**What is expected:** Range to output from the entries below: the line containing "PR #141, opened 2017-11-08" through the line containing "The changePassword function". Set it down exactly, ends included, nothing else.

**Supplied material:**
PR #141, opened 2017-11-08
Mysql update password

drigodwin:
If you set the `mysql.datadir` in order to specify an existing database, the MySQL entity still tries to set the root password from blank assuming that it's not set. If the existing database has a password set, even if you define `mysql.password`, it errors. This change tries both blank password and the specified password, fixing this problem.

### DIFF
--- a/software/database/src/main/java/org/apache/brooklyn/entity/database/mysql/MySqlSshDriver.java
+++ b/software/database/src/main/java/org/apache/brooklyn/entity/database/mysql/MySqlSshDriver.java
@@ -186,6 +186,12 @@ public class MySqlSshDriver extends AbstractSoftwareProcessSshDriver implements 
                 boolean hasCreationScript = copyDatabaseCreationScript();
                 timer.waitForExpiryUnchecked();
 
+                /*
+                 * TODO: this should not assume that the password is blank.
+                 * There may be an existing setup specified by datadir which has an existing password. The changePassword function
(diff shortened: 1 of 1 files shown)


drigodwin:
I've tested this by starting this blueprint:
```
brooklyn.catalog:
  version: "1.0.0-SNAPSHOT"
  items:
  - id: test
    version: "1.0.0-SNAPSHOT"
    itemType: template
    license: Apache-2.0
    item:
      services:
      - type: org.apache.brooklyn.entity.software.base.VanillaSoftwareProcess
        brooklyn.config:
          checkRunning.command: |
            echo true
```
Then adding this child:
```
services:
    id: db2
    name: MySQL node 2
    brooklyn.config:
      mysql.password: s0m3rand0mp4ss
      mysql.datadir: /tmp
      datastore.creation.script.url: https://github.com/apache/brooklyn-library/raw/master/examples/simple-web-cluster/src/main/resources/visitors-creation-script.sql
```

...

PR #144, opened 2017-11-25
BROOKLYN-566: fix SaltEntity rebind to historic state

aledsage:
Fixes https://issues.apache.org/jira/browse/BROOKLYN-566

**Exercise answer:**
PR #141, opened 2017-11-08
Mysql update password

drigodwin:
If you set the `mysql.datadir` in order to specify an existing database, the MySQL entity still tries to set the root password from blank assuming that it's not set. If the existing database has a password set, even if you define `mysql.password`, it errors. This change tries both blank password and the specified password, fixing this problem.

### DIFF
--- a/software/database/src/main/java/org/apache/brooklyn/entity/database/mysql/MySqlSshDriver.java
+++ b/software/database/src/main/java/org/apache/brooklyn/entity/database/mysql/MySqlSshDriver.java
@@ -186,6 +186,12 @@ public class MySqlSshDriver extends AbstractSoftwareProcessSshDriver implements 
                 boolean hasCreationScript = copyDatabaseCreationScript();
                 timer.waitForExpiryUnchecked();
 
+                /*
+                 * TODO: this should not assume that the password is blank.
+                 * There may be an existing setup specified by datadir which has an existing password. The changePassword function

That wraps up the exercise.